Issue #656, opened 2024-01-18
Test decomposition that contain more than one starter and ends with a non-starter followed by low-CCC non-starter


hsivonen:
ICU4X had a bug in the normalizer for the case where a character whose decomposition contains more than one starter and ends with a non-starter is followed by a non-starter whose CCC is lower than the final non-starter of the decomposition.

I had thought about this case, but I had failed to type a `!` for logical negation of a condition and the test suite didn't catch this.

NormalizationTest.txt should include cases like this. Known examples:
* NFKD of `01C4 0323`
* NFD of `0DDD 0334`

hsivonen:
CC @eggrobin

PR #669, opened 2024-01-22
Ensure we have comprehensive coverage for the ICU4X bug

eggrobin:
See #658, #656.
@hsivonen pointed out to me that they have a special code path for the non-BMP case that is currently unused. This ensure that, should we ever encode a decomposition to which it applies, the tests would exercise that.


unicodetools/src/main/java/org/unicode/text/UCD/GenerateData.java
```diff
@@ -811,6 +814,57 @@ public static void writeNormalizerTestSuite(String directory, String fileName)
...
+        // cases, because there are not many of them, and the edge case feels a
+        // tad too weird to describe in the title of a new part.
+        final org.unicode.props.UnicodeProperty sc =
+                IndexUnicodeProperties.make().getProperty(UcdProperty.Script);
+        final org.unicode.props.UnicodeProperty ccc =
+                IndexUnicodeProperties.make().getProperty(UcdProperty.Canonical_Combining_Class);
+        loopOverCodePoints:
+        for (final String cp : UnicodeSet.ALL_CODE_POINTS) {
+            final String[] decompositions =
+                    new String[] {Default.nfd().normalize(cp), Default.nfkd().normalize(cp)};
```
markusicu, line 836: Nit: Should we cache things like Default.nfd(), Default.nfkd(), Default.ucd(), IUP.make(), ... in variables in this function, or in instance fields? That should be easy, might save a bit of time on class synchronization, and make these call sites shorter (more readable). WDYT?

---
I *do not* like to cache this kind of stuff in *static* class fields, because if something goes wrong in the static initializer it's cumbersome to debug.

unicodetools/src/main/java/org/unicode/text/UCD/GenerateData.java
```diff
@@ -811,6 +814,57 @@ public static void writeNormalizerTestSuite(String directory, String fileName)
...
+            for (final String decomposition : decompositions) {
+                final int lastCCC =
+                        Default.ucd()
+                                .getCombiningClass(
```
markusicu, line 840: Nit: Why don't you use ccc instead of Default.ucd().getCombiningClass()? It seems like you would want to use the object for the property if you already got that.

unicodetools/src/main/java/org/unicode/text/UCD/GenerateData.java
```diff
@@ -811,6 +814,57 @@ public static void writeNormalizerTestSuite(String directory, String fileName)
...
+                        // ARABIC SUBSCRIPT ALEF.
+                        writeLine(cp + "\u0656", log, false);
+                    } else if (lastCCC > 220) {
+                        // COMBINING DOT BELOW.
+                        writeLine(cp + "\u0323", log, false);
+                    } else {
+                        // COMBINING TILDE OVERLAY.
+                        writeLine(cp + "\u0334", log, false);
+                    }
+                    continue loopOverCodePoints;
```
markusicu, line 864: Nit: A simple `break` would suffice here, and eliminate the outer-loop label.

unicodetools/src/main/java/org/unicode/text/UCD/GenerateData.java
eggrobin: > WDYT?

Yes, but in a subsequent cleanup PR, because a cursory search for .nfd() finds 18 results of which 7 are in commented-out code, and with the file in that state I do not want to waste further time figuring out which ones are in the same function; nor do I want to burn the commented-out code to the ground in this unrelated change.

unicodetools/src/main/java/org/unicode/text/UCD/GenerateData.java
eggrobin: I got that, but I am not actually using it, and while `IndexUnicodeProperties` is the more modern thing, it is inconvenient here, as I want an integer, not a string, for the comparisons below. Removed the declaration of `ccc`.
(Someday we bring stronger typing to `IndexUnicodeProperties`.)

unicodetools/src/main/java/org/unicode/text/UCD/GenerateData.java
eggrobin: Done.

markusicu (approved):

PR #910, opened 2016-08-24
[SOL-2038] Add a check if email_domains are in coupon update data before updating it

vkaracic:
Email domains would get deleted if they are not altered during an update because Backbone would not send email domains as a parameter in the update.
This PR contains code that checks if the email domains are in the update request parameters before updating them.

https://openedx.atlassian.net/browse/SOL-2038
@mjfrey @marjev please review.


edx-webhook:

To automatically create an OSPR issue for this pull request, just visit this link: https://openedx-webhooks.herokuapp.com/github/process_pr?number=910&repo=edx%2Fecommerce

marjev:
👍

mjfrey:
👍

PR #912, opened 2016-08-25
Fixed course save button not redirecting

iivic:
@mjfrey  @marjev  @vkaracic 
Easy fix. The problem was detecting the issue.
I had to remove the store.reset() from form_view since the coupon model didn't work correctly. I moved that line in the coupon_model save function so the DuplicateId error wouldn't appear when creating a new coupon. 
I didn't encounter DuplicateId error when creating a new course so this fix should be sufficient. However further testing is needed in both cases to be sure.
Please review and test creating and editing courses and coupons I did but just in case :)

### DIFF
--- a/ecommerce/static/js/models/course_model.js
+++ b/ecommerce/static/js/models/course_model.js
@@ -301,7 +301,7 @@ define([
              * to external systems, in an atomic fashion. This is desirable to
              * avoid synchronization issues across systems.
              */
-            save: function (options) {
+            save: function (attributes, options) {
                 var verificationDeadline,
                     honorMode,
                     honorSeatClass,
--- a/ecommerce/static/js/models/coupon_model.js
+++ b/ecommerce/static/js/models/coupon_model.js
@@ -219,6 +219,9 @@ define([
             },
 
             save: function (attributes, options) {
+                // Remove all saved models from store, which prevents Duplicate id errors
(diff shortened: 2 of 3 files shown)


edx-webhook:

To automatically create an OSPR issue for this pull request, just visit this link: https://openedx-webhooks.herokuapp.com/github/process_pr?repo=edx%2Fecommerce&number=912

ecommerce/static/js/models/course_model.js
```diff
@@ -301,7 +301,7 @@ define([
              * to external systems, in an atomic fashion. This is desirable to
              * avoid synchronization issues across systems.
              */
-            save: function (options) {
+            save: function (attributes, options) {
```
vkaracic, line 304: Why this change?

iivic: Because the save call is sending two parameters: attributes that should be changed and options ( success, error, etc. ). Without this change the course save button doesn't call any callback function which should be called.

vkaracic: So this is the reason why there was no redirect after course save?

iivic: Exactly.

vkaracic:
:+1:

marjev:
👍

PR #915, opened 2016-08-29
Remove remaining large calls to catalog service.

mjfrey:
Remove last remaining calls to catalog service that could be very large.  We now page the results.


mjfrey:
@vkaracic @marjev

marjev:
👍

vkaracic:
Why is this needed to be removed?

mjfrey:
It is not used.  Plus we should not be returning all products for a catalog query.  This can be a very large set and is not needed.

vkaracic:
Then how should all the products of an offer be fetched?

mjfrey:
We won't for an offer with a query.  That function is not able to handle async responses. so we just return none for query style offers.

vkaracic:
So the offer landing page won't show any products for query coupons?

mjfrey:
From what I understand -- offer landing page does not use this.

vkaracic:
Offer landing page gets its information from `/api/v2/vouchers/offers/` and that endpoint gets its products from a function that uses range's `all_products()`: https://github.com/edx/ecommerce/blob/master/ecommerce/extensions/api/v2/views/vouchers.py#L69

I'm not sure if there is a fallback that kicks in when the products are missing. Have you tested this with a query coupon? Does the information show up on the offer landing page even though the seats are not retrieved from the query?

PR #916, opened 2016-08-29
Check for top level image null

mjfrey:
Do not assume a top level image attribute exits in the JSON.


mjfrey:
@mattdrayer

mattdrayer:
Stupid magic tuple... 👍

PR #917, opened 2016-08-29
Mjfrey/revert catalog info

mjfrey:
Revert use of catalog service for all course info.  Not all sites are using catalog service and breaks offers/basket pages.


mjfrey:
@mattdrayer

mattdrayer:
👍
★ ★ ★ ★ ★ ★ ★
Problem to solve:
Whenever the word "DuplicateId" shows up in a line of the entries, list that line.

Response below:
I had to remove the store.reset() from form_view since the coupon model didn't work correctly. I moved that line in the coupon_model save function so the DuplicateId error wouldn't appear when creating a new coupon. 
I didn't encounter DuplicateId error when creating a new course so this fix should be sufficient. However further testing is needed in both cases to be sure.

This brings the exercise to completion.